Friday, March 14, 2008

Is Inequality Making Us Sick?

As you may know, your's truly is currently pursuing his doctorate in clinical social work. In the past few months I've gotten really interested in the research on racial/ethnic disparities in health one of the strongest forms of evidence (for those who need it) that race and ethnicity still matter in America. On March 27th, a documentary called "Unnatural Causes: Is Inequality Making Us Sick?" will be shown on PBS. Folks, everyone in America (and definitely every Baha'i in America) needs to watch this. I've been fortunate enough to view some advance screenings and it's very powerful. Tell everyone you know about it and make sure to watch. If you can't watch it at the time, tape it for later. Actually don't just watch, talk with people about it. It might literally save someone's life. Here's a bit from the website for the documentary:

“Real people have problems with their lives as well as with their organs. Those social problems affect their organs. In order to improve public health, we need to improve society.”
- Sir Michael Marmot, Chair, WHO Commission on the Social Determinants of Health
Experts of all political stripes agree: our medical system is strained to the breaking point. We spend almost twice per person on health care what any other nation spends – almost $2 trillion a year. Yet American life expectancy ranks 29th in the world. For infant mortality, Slovenia and Cuba do better. Almost one third of Americans are obese, and chronic illness costs American businesses $1 trillion per year in lost productivity.
As we pour more and more money into drugs, dietary supplements, and new medical technologies, a growing body of research indicates that the key to America’s well-being may be much simpler – and more complex – than one might expect. While conventional health strategies focus on bad habits, poor medical care and unlucky genes, it turns out the biggest health secret of all is how social conditions – the circumstances into which we are born, live and work – profoundly affect our chances for a healthy life or an early death.
It's not just the poor who are sicker but the middle class as well. Research has also revealed a gradient to health. At each descending step on our socio-economic ladder, people tend to be sicker and die sooner.
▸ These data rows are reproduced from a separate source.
PR #2874, opened 2023-10-25
Synchronize consensus across all nodes for shard snapshot transfer

timvisee:
Tracked in https://github.com/qdrant/qdrant/issues/2432.

Merges into https://github.com/qdrant/qdrant/pull/2467.

Adds a call to the shard snapshot transfer logic to synchronize all peers with the consensus state of the current node. It is one of the required synchronization steps for shard snapshot transfer.

More specifically, this synchronization will happen right before the shard snapshot transfer is finalized. We do that to make sure all nodes have at least reached the `Partial` state for the shard. That way we are sure that all nodes will include the shard for operations. This logic awaits on all nodes explicitly and falls back to a 10 second timeout on failure. This timeout matches the consensus timeout.

It also:
- moves methods for awaiting a consensus commit from ToC into the channel service, seems to be a better place
- fixes error handling for awaiting a consensus commit on all peers, some errors were ignored before
- fixes wait conditions for consensus, see comment below
- waits for replica set to reach partial state for the remote peer
- defines some TODOs in the shard snapshot transfer function to clearly define what's left to do in #2432 to be approved.

I've manually tested this locally.

A future PR will implement setting the shard state from `PartialSnapshot` to `Partial`.

### All Submissions:

### New Feature Submissions:

### DIFF
--- a/lib/collection/src/shards/transfer/shard_transfer.rs
+++ b/lib/collection/src/shards/transfer/shard_transfer.rs
@@ -288,6 +288,11 @@ async fn await_consensus_sync(
     channel_service: &ChannelService,
     this_peer_id: PeerId,
 ) {
+    let peer_count = channel_service.id_to_address.read().len().saturating_sub(1);
+    if peer_count == 0 {
+        return;
+    }
+
     let sync_consensus = async {
         let await_result = consensus
             .await_consensus_sync(this_peer_id, channel_service)
@@ -300,7 +305,7 @@ async fn await_consensus_sync(
     let timeout = sleep(defaults::CONSENSUS_META_OP_WAIT);
 
     log::trace!(
-        "Waiting on all peers to reach consensus before finalizing shard snapshot transfer..."
+        "Waiting on {peer_count} peer(s) to reach consensus before finalizing shard snapshot transfer..."
     );
     tokio::select! {
         Ok(_) = sync_consensus => {
--- a/lib/collection/src/shards/transfer/shard_transfer.rs
+++ b/lib/collection/src/shards/transfer/shard_transfer.rs
@@ -9,7 +9,6 @@ use std::time::Duration;
 use schemars::JsonSchema;
 use serde::{Deserialize, Serialize};
 use tokio::time::sleep;
-use url::Url;
 
 use super::ShardTransferConsensus;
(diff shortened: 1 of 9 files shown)


lib/storage/src/content_manager/consensus_manager.rs
```diff
@@ -609,20 +608,20 @@ impl<C: CollectionContainer> ConsensusManager<C> {
...
             let is_ok = state.term == term && state.commit >= commit;
             if is_ok {
-                return true;
+                return Ok(());
             }
 
-            // Fail if on a different term
-            let is_fail = state.term != term;
+            // Fail if on a newer term
+            let is_fail = state.term > term;
```
timvisee, line 615: I changed the condition:

```diff
-let is_fail = state.term != term;
+let is_fail = state.term > term;
```

This is on a remote node, on which we wait for it to reach some consensus (commit + term).

Before, waiting on a consensus commit always failed right away if the current term is not exactly the same as got requested.

After this change, it won't fail right away anymore if the current term has not caught up yet.  This gives the node some time to reach the same term if a reelection happened.

@ffuugoo Maybe you have some good insight on this specifically.

lib/collection/src/shards/transfer/shard_transfer.rs
```diff
@@ -246,31 +248,85 @@ async fn transfer_snapshot(
...
     }
 
-    // We must keep partial state for 10 seconds to allow all nodes to catch up
-    // Future improvement: instead of waiting 10 seconds, confirm all nodes reached consensus
-    log::trace!("Shard snapshot transfer is waiting 10 seconds for consensus to catch up");
-    sleep(Duration::from_secs(10)).await;
+    // Synchronize, make sure all nodes have reached consensus before continuing and unproxying
+    // All other nodes must consider the shard state to be at least partial so that all nodes send
+    // operations to it.
+    await_consensus_sync(consensus, &channel_service, transfer_config.from).await;
```
timvisee, line 284: The essential integration.

- wait for shard to be in `Partial` state
- synchronize consensus across all nodes
- once all nodes reach consensus, complete transfer (and set shard to `Active` outside this function)

generall (approved):

PR #2895, opened 2023-10-30
Add custom TLS certificate support for remote snapshot downloads to snapshot recover APIs

ffuugoo:
Required for #2432.

During snapshot shard transfer, the __recipient__ of the transfer downloads a shard snapshot from __sender__ of the transfer using shard snapshot HTTP API (because there's no standard support for file downloads in gRPC).

It is possible to enable HTTPS for HTTP API, but required TLS certificates are not _yet_ propagated to the HTTP client that is used to download shard snapshot, so snapshot shard transfer fails if HTTPS is enabled.

This PR fixes this by initializing HTTP client with all required TLS magic.

### All Submissions:

### New Feature Submissions:

### Changes to Core Features:

### DIFF
--- a/.github/workflows/integration-tests.yml
+++ b/.github/workflows/integration-tests.yml
@@ -111,6 +111,32 @@ jobs:
         run: ./test_tls.sh
         working-directory: ./tests/tls
 
+  test-tls-snapshot-shard-transfer:
+
+    name: "TLS: Snapshot Shard Transfer"
+
+    runs-on: ubuntu-latest
+
+    steps:
+      - uses: actions/checkout@v4
+      - name: Set up Docker Buildx
+        uses: docker/setup-buildx-action@v3
+      - name: Docker build
+        uses: docker/build-push-action@v5
+        with:
+          context: .
+          tags: qdrant_tls
+          cache-from: |
+            type=gha,scope=${{ github.ref }}
+            type=gha,scope=${{ github.base_ref }}
+          cache-to: type=gha,mode=max,scope=${{ github.ref }}
+          load: true
+          build-args: |
+            PROFILE=ci
+      - name: Run integration tests
+        run: ./test_tls_snapshot_shard_transfer.sh
+        working-directory: ./tests/tls
+
   test-consistency:
 
     runs-on: ubuntu-latest
--- a/.github/workflows/integration-tests.yml
+++ b/.github/workflows/integration-tests.yml
@@ -89,6 +89,8 @@ jobs:
 
   test-tls-compose:
 
+    name: "Basic TLS/HTTPS tests"
+
     runs-on: ubuntu-latest
 
     steps:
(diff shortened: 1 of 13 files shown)


generall (approved):

src/common/http_client.rs
timvisee, line 1: This feels over-engineered to me.

I think I'd prefer constructing the reqwest client on each usage with a single `fn reqwest_from_settings()` function and passing settings along.  All places were we'd do this are cold and already have other file operations. It would significantly reduce the code required for this.

What do you think?

timvisee (changes requested):

src/common/http_client.rs
ffuugoo: Hmmm... I don't know, tbh. Reading and parsing PEM files and initializing new client on each request feels wrong.

ffuugoo:
I hate writing integration tests for such features. It always takes so much time and energy to automate a rather trivial check... 🥲

src/common/http_client.rs
timvisee: @generall What is your opinion on this?

generall: If it is only about reading certificate, it should be fine to do it every time. Downloading snapshot is not that time sensitive and we get benefit of: simpler code + no thinking about certificate reload.

ffuugoo: Somehow missed @generall reply yesterday. I'll fix this now. 👌

ffuugoo: Done.

tests/tls/test_tls_snapshot_shard_transfer.sh
```diff
@@ -0,0 +1,121 @@
...
+	(( POINTS > 0 ))
+}
+
+function curl {
+	declare URL="$1"
+	declare ARGS=( "${@:2}" )
+
+	declare STATUS=0
+
+	command curl -sS --fail-with-body \
```
timvisee, line 104: Rather than bypassing our function `curl` I'd prefer to rename our function to prevent this ambiguity.

src/common/http_client.rs
```diff
@@ -0,0 +1,122 @@
...
+}
+
+fn https_client_identity(cert: &Path, key: &Path) -> Result<reqwest::tls::Identity> {
+    let mut identity_pem =
+        fs::read(cert).map_err(|err| Error::failed_to_read(err, "certificate", cert))?;
+
+    let mut key_file = fs::File::open(key).map_err(|err| Error::failed_to_read(err, "key", key))?;
+
+    io::copy(&mut key_file, &mut identity_pem)
+        .map_err(|err| Error::failed_to_read(err, "key", key))?;
```
timvisee, line 78: Why do we replace the identity bytes (cert) with the key material here?

tests/tls/test_tls_snapshot_shard_transfer.sh
timvisee: On second opinion, I think it was fine. We only used this inside the `curl` function itself.

src/common/http_client.rs
ffuugoo: We don't replace, we _append_.

ffuugoo: `reqwest::tls::Identity` takes a single PEM that should contain both the certificate and the key, and seems like PEM files can be simply concatenated.

timvisee: 🤦‍♂️ Thanks for elaborating

timvisee (approved):

.github/workflows/integration-tests.yml
```diff
@@ -111,6 +111,32 @@ jobs:
         run: ./test_tls.sh
         working-directory: ./tests/tls
 
+  test-tls-snapshot-shard-transfer:
```
generall, line 114: in a long run, can we really afford building custom CI task for individual tests?

ffuugoo: Should be fixed now.

PR #2900, opened 2023-10-31
SparseVectorIndex implements VectorIndex

agourlay:
This PR adds an implementation of `VectorIndex` for the sparse vector index.

Handles:
- deleted points
- query filter
- search telemetry

Includes new unit tests to make sure everything is working.

### DIFF
--- a/lib/segment/src/fixtures/payload_fixtures.rs
+++ b/lib/segment/src/fixtures/payload_fixtures.rs
@@ -4,6 +4,7 @@ use itertools::Itertools;
 use rand::seq::SliceRandom;
 use rand::Rng;
 use serde_json::{json, Value};
+use sparse::common::sparse_vector::SparseVector;
 
 use crate::data_types::vectors::VectorElementType;
 use crate::types::{
@@ -115,6 +116,43 @@ pub fn random_bool_payload<R: Rng + ?Sized>(
 
 pub fn random_vector<R: Rng + ?Sized>(rnd_gen: &mut R, size: usize) -> Vec<VectorElementType> {
     (0..size).map(|_| rnd_gen.gen()).collect()
+}
+
+/// Generates a non empty sparse vector
+pub fn random_sparse_vector<R: Rng + ?Sized>(rnd_gen: &mut R, max_size: usize) -> SparseVector {
+    let size = rnd_gen.gen_range(1..max_size);
+    let mut tuples: Vec<(i32, f64)> = vec![];
+
+    for i in 1..=size {
+        let no_skip = rnd_gen.gen_bool(0.5);
+        if no_skip {
+            tuples.push((i as i32, rnd_gen.gen_range(0.0..100.0)));
+        }
+    }
+
+    // make sure we have at least one vector
+    if tuples.is_empty() {
+        tuples.push((
+            rnd_gen.gen_range(1..max_size) as i32,
+            rnd_gen.gen_range(0.0..100.0),
+        ));
+    }
+
+    SparseVector::from(tuples)
+}
+
+/// Generates a sparse vector with all dimensions filled
+pub fn random_full_sparse_vector<R: Rng + ?Sized>(
+    rnd_gen: &mut R,
+    max_size: usize,
+) -> SparseVector {
+    let mut tuples: Vec<(i32, f64)> = vec![];
+
+    for i in 1..=max_size {
+        tuples.push((i as i32, rnd_gen.gen_range(0.0..100.0)));
+    }
+
+    SparseVector::from(tuples)
 }
 
 pub fn random_uncommon_condition<R: Rng + ?Sized>(rnd_gen: &mut R) -> Condition {
--- a/lib/segment/src/fixtures/payload_fixtures.rs
+++ b/lib/segment/src/fixtures/payload_fixtures.rs
@@ -4,7 +4,6 @@ use itertools::Itertools;
 use rand::seq::SliceRandom;
 use rand::Rng;
 use serde_json::{json, Value};
-use sparse::common::sparse_vector::SparseVector;
 
 use crate::data_types::vectors::VectorElementType;
 use crate::types::{
@@ -116,43 +115,6 @@ pub fn random_bool_payload<R: Rng + ?Sized>(
 
 pub fn random_vector<R: Rng + ?Sized>(rnd_gen: &mut R, size: usize) -> Vec<VectorElementType> {
     (0..size).map(|_| rnd_gen.gen()).collect()
-}
-
-/// Generates a non empty sparse vector
-pub fn random_sparse_vector<R: Rng + ?Sized>(rnd_gen: &mut R, max_size: usize) -> SparseVector {
-    let size = rnd_gen.gen_range(1..max_size);
-    let mut tuples: Vec<(i32, f64)> = vec![];
-
-    for i in 1..=size {
-        let no_skip = rnd_gen.gen_bool(0.5);
-        if no_skip {
-            tuples.push((i as i32, rnd_gen.gen_range(0.0..100.0)));
-        }
-    }
-
-    // make sure we have at least one vector
-    if tuples.is_empty() {
-        tuples.push((
-            rnd_gen.gen_range(1..max_size) as i32,
-            rnd_gen.gen_range(0.0..100.0),
-        ));
-    }
-
-    SparseVector::from(tuples)
-}
-
-/// Generates a sparse vector with all dimensions filled
-pub fn random_full_sparse_vector<R: Rng + ?Sized>(
-    rnd_gen: &mut R,
-    max_size: usize,
-) -> SparseVector {
-    let mut tuples: Vec<(i32, f64)> = vec![];
-
-    for i in 1..=max_size {
-        tuples.push((i as i32, rnd_gen.gen_range(0.0..100.0)));
-    }
-
-    SparseVector::from(tuples)
 }
 
 pub fn random_uncommon_condition<R: Rng + ?Sized>(rnd_gen: &mut R) -> Condition {
--- a/lib/segment/src/index/sparse_index/sparse_vector_index.rs
+++ b/lib/segment/src/index/sparse_index/sparse_vector_index.rs
@@ -64,11 +64,11 @@ impl<TInvertedIndex: InvertedIndex> SparseVectorIndex<TInvertedIndex> {
         for vector in vectors {
             check_process_stopped(is_stopped)?;
             // measure time according to filter
-            if with_filter {
-                let _timer = ScopeDurationMeasurer::new(&self.searches_telemetry.filtered_sparse);
+            let _timer = if with_filter {
+                ScopeDurationMeasurer::new(&self.searches_telemetry.filtered_sparse)
             } else {
-                let _timer = ScopeDurationMeasurer::new(&self.searches_telemetry.unfiltered_sparse);
-            }
+                ScopeDurationMeasurer::new(&self.searches_telemetry.unfiltered_sparse)
+            };
             let vector = match vector {
                 QueryVector::Nearest(vector) => vector,
                 QueryVector::Recommend(_) => {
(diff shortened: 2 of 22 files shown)


lib/segment/src/telemetry.rs
```diff
@@ -61,10 +65,30 @@ pub struct VectorIndexSearchesTelemetry {
...
     pub filtered_exact: OperationDurationStatistics,
 
+    #[serde(skip_serializing_if = "OperationDurationStatistics::is_empty")]
+    pub filtered_sparse: OperationDurationStatistics,
+
     #[serde(skip_serializing_if = "OperationDurationStatistics::is_empty")]
     pub unfiltered_exact: OperationDurationStatistics,
 }
 
+impl From<&SparseSearchesTelemetry> for VectorIndexSearchesTelemetry {
```
IvanPleshkov, line 75: I propose to move this convertion into `sparse_search_telemetry.rs` file

lib/sparse/src/index/inverted_index/mod.rs
```diff
@@ -15,4 +20,28 @@ pub trait InvertedIndex {
...
+    /// Create inverted index from ram index
+    fn from_ram_index<P: AsRef<Path>>(
+        ram_index: InvertedIndexRam,
+        path: P,
+    ) -> std::io::Result<Self>
+    where
+        Self: Sized;
+
+    /// Returns the maximum number of results that can be returned by the index for a given sparse vector
+    fn max_result_count(&self, query_vector: &SparseVector) -> usize {
```
IvanPleshkov, line 36: I propose to move this function out of this trait. Because this function is required for test only and not required in vector index

lib/sparse/src/index/inverted_index/inverted_index_ram.rs
```diff
@@ -25,7 +25,24 @@ impl InvertedIndex for InvertedIndexRam {
     }
 
     fn indexed_vector_count(&self) -> usize {
-        self.postings.len()
+        // TODO(sparse) not super efficient
```
IvanPleshkov, line 28: This calculation is not efficient. But we can resolve it.
In `hnsw.rs` we can read how was implemented indexed counting. It counts existing points only in `build` method and does not change the saved value. We can do the same, in `SparseVectorIndex` precalculate indexed count in `build` method and reuse it

lib/segment/src/index/sparse_index/sparse_vector_index.rs
```diff
@@ -26,28 +35,150 @@ impl<TInvertedIndex: InvertedIndex> SparseVectorIndex<TInvertedIndex> {
...
+        let borrowed_vector_storage = self.vector_storage.borrow();
+        let borrowed_id_tracker = self.id_tracker.borrow();
+        let points_count = borrowed_vector_storage.total_vector_count();
+        let mut ram_index = InvertedIndexRam::empty();
+        for id in 0..points_count as PointOffsetType {
+            // do not add deleted points to the index
+            if borrowed_id_tracker.is_deleted_point(id) {
+                continue;
+            }
+            let vector: &SparseVector = borrowed_vector_storage.get_vector(id).try_into()?;
```
IvanPleshkov, line 157: We have to check if `id` is deleted in `borrowed_vector_storage`

lib/segment/src/index/sparse_index/sparse_vector_index.rs
```diff
@@ -26,28 +35,150 @@ impl<TInvertedIndex: InvertedIndex> SparseVectorIndex<TInvertedIndex> {
...
+            }
+        }
+    }
+
+    fn build_index(&mut self, _stopped: &AtomicBool) -> OperationResult<()> {
+        let borrowed_vector_storage = self.vector_storage.borrow();
+        let borrowed_id_tracker = self.id_tracker.borrow();
+        let points_count = borrowed_vector_storage.total_vector_count();
+        let mut ram_index = InvertedIndexRam::empty();
+        for id in 0..points_count as PointOffsetType {
```
IvanPleshkov, line 152: I propose to use ready iterator with filter of deleted flags:
```
for id in  id_tracker.iter_ids_excluding(deleted_bitslice) {
```
where `deleted_bitslice` is deleted flags from vector_storage

IvanPleshkov (changes requested):

lib/segment/src/fixtures/payload_fixtures.rs
```diff
@@ -117,6 +118,43 @@ pub fn random_vector<R: Rng + ?Sized>(rnd_gen: &mut R, size: usize) -> Vec<Vecto
     (0..size).map(|_| rnd_gen.gen()).collect()
 }
 
+/// Generates a non empty sparse vector
+pub fn random_sparse_vector<R: Rng + ?Sized>(rnd_gen: &mut R, max_size: usize) -> SparseVector {
```
IvanPleshkov, line 122: `random_sparse_vector` is already presented in `dev` branch

lib/segment/src/index/sparse_index/sparse_vector_index.rs
```diff
@@ -26,28 +35,150 @@ impl<TInvertedIndex: InvertedIndex> SparseVectorIndex<TInvertedIndex> {
         id_tracker: Arc<AtomicRefCell<IdTrackerSS>>,
         vector_storage: Arc<AtomicRefCell<VectorStorageEnum>>,
         payload_index: Arc<AtomicRefCell<StructPayloadIndex>>,
-        path: PathBuf,
+        path: &Path, // TODO(sparse) use path to load/save index
```
IvanPleshkov, line 38: I propose to rebuild index while creation so that we have a persistency:
```
    pub fn open(
        id_tracker: Arc<AtomicRefCell<IdTrackerSS>>,
        payload_index: Arc<AtomicRefCell<StructPayloadIndex>>,
        path: &Path, // TODO(sparse) use path to load/save index
    ) -> OperationResult<Self> {
        let searches_telemetry = SparseSearchesTelemetry::new();
        let path = path.to_path_buf();
        let s = Self {
            id_tracker,
            vector_storage,
            payload_index,
            path,
            inverted_index: Default::default(),
            searches_telemetry,
            indexed_count: 0,
        };
        s.build_index(false)?; // TODO(sparse) load from disk
        Ok(s)
    }
```

lib/segment/src/index/sparse_index/sparse_vector_index.rs
```diff
@@ -26,28 +35,150 @@ impl<TInvertedIndex: InvertedIndex> SparseVectorIndex<TInvertedIndex> {
...
-        search_context.search()
+        with_filter: bool,
+        condition: impl Fn(PointOffsetType) -> bool,
+    ) -> OperationResult<Vec<Vec<ScoredPointOffset>>> {
+        let mut result = vec![];
+
+        for vector in vectors {
+            check_process_stopped(is_stopped)?;
+            // measure time according to filter
+            if with_filter {
```
IvanPleshkov, line 67: `_timer` has drop with timer stopping. we have to move `_timer` to higher scope:
```
            let _timer = if with_filter {
                ScopeDurationMeasurer::new(&self.searches_telemetry.filtered_sparse)
            } else {
                ScopeDurationMeasurer::new(&self.searches_telemetry.unfiltered_sparse)
            };
```

lib/segment/src/index/sparse_index/sparse_vector_index.rs
```diff
@@ -26,28 +35,150 @@ impl<TInvertedIndex: InvertedIndex> SparseVectorIndex<TInvertedIndex> {
...
+                        description: "Cannot discovery sparse vectors".to_string(),
+                    })
+                }
+                QueryVector::Context(_) => {
+                    return Err(OperationError::ValidationError {
+                        description: "Cannot context query sparse vectors".to_string(),
+                    })
+                }
+            };
+            let sparse_vector: &SparseVector = vector.to_vec_ref().try_into()?;
```
IvanPleshkov, line 90: Do we have a `TryFrom` from `Vector` to `SparseVector`? We can convert shorter:
```
let sparse_vector: SparseVector = vector.try_into()?;
```

lib/segment/src/index/sparse_index/sparse_vector_index.rs
```diff
@@ -26,28 +35,150 @@ impl<TInvertedIndex: InvertedIndex> SparseVectorIndex<TInvertedIndex> {
...
+        _params: Option<&SearchParams>,
+        is_stopped: &AtomicBool,
+    ) -> OperationResult<Vec<Vec<ScoredPointOffset>>> {
+        let id_tracker = self.id_tracker.borrow();
+        let vector_storage = self.vector_storage.borrow();
+        let deleted_point_bitslice = id_tracker.deleted_point_bitslice();
+        let deleted_vectors = vector_storage.deleted_vector_bitslice();
+        // filter for deleted points
+        let not_deleted_condition = |idx: PointOffsetType| -> bool {
+            !deleted_point_bitslice
```
IvanPleshkov, line 120: This is a copypaste from raw scorer. We have to do some abstraction with this check of deleted vector. Or mark as `TODO(sparse)` =)

lib/segment/src/index/sparse_index/sparse_vector_index.rs
```diff
@@ -26,28 +35,150 @@ impl<TInvertedIndex: InvertedIndex> SparseVectorIndex<TInvertedIndex> {
...
+                })
+            }
+            None => {
+                // query sparse index directly
+                self.search_sparse(vectors, top, is_stopped, false, not_deleted_condition)
+            }
+        }
+    }
+
+    fn build_index(&mut self, _stopped: &AtomicBool) -> OperationResult<()> {
```
IvanPleshkov, line 147: We can use stop condition already and place stop check in `for` loop:
```
check_process_stopped(stopped)?;
```

lib/segment/src/index/sparse_index/sparse_vector_index.rs
```diff
@@ -26,28 +35,150 @@ impl<TInvertedIndex: InvertedIndex> SparseVectorIndex<TInvertedIndex> {
...
+        for id in 0..points_count as PointOffsetType {
+            // do not add deleted points to the index
+            if borrowed_id_tracker.is_deleted_point(id) {
+                continue;
+            }
+            let vector: &SparseVector = borrowed_vector_storage.get_vector(id).try_into()?;
+            ram_index.upsert(id, vector.to_owned());
+        }
+
+        self.inverted_index = TInvertedIndex::from_ram_index(ram_index, &self.path)?;
```
IvanPleshkov, line 161: There is OOM situation. For reindexing of large disk inverted index we have to load all structure into RAM and get OOM. We need to solve this problem as separate issue and I propose to place `TODO` at least

agourlay: any ideas how to actually tackle that?

lib/sparse/src/index/inverted_index/mod.rs
agourlay: You are right, it does not belong in this trait :+1: 
I decided to move in in the sparse index for simplicity https://github.com/qdrant/qdrant/pull/2900/commits/50757440162bd15b006e15c0c9592de4871154c9

lib/segment/src/fixtures/payload_fixtures.rs
agourlay: good observation :+1: 

decided to unify the fixtures into the sparse crate https://github.com/qdrant/qdrant/pull/2900/commits/3552f08324797a9d7cc71ebc934b3380106aafcb

lib/segment/src/index/sparse_index/sparse_vector_index.rs
agourlay: https://github.com/qdrant/qdrant/pull/2900/commits/79b5de9b0f4f049ef6dedea406a979b0033d0157

lib/segment/src/index/sparse_index/sparse_vector_index.rs
agourlay: I decided to both reuse the implementation and add a TODO.
This is a bit of a hack but will make sure we don't forget to update the implementation.

A wider refactoring is necessary to remove the need for a dedicated implementation for `SparseRawScorer`.
cc @coszio :)

lib/segment/src/index/sparse_index/sparse_vector_index.rs
agourlay: I went to extra mile and added open to the inverted index trait to load properly mmaped index
https://github.com/qdrant/qdrant/pull/2900/commits/ff69e3ad9969cb03defefc987ae71f9bcb9617aa

I will add in the future unit test for using the `SparseVectorIndex` is a mmaped inverted index.

agourlay:
@IvanPleshkov Thank you for the thorough review :+1: 

I believe I have addressed all your comments, please check it out again!

IvanPleshkov (approved):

Top executives have, on average, better health than managers, managers fare better than technical personnel and supervisors, supervisors do better than production, service and clerical workers, and so on down the line. Americans who haven’t graduated from high school die at two to three times the rate of college graduates.
Yet at each socio-economic level, African Americans, on average, are worse off than their white counterparts. In many cases, so are other communities of color. And the mortality gap has not narrowed. African Americans live on average almost six years less than white Americans; among Native Americans and Latinos, the prevalence of diabetes is 100% higher than among white Americans. Read the whole statement here.

"Justice is in this Day bewailing its plight and Equity groaneth beneath the yoke of oppression."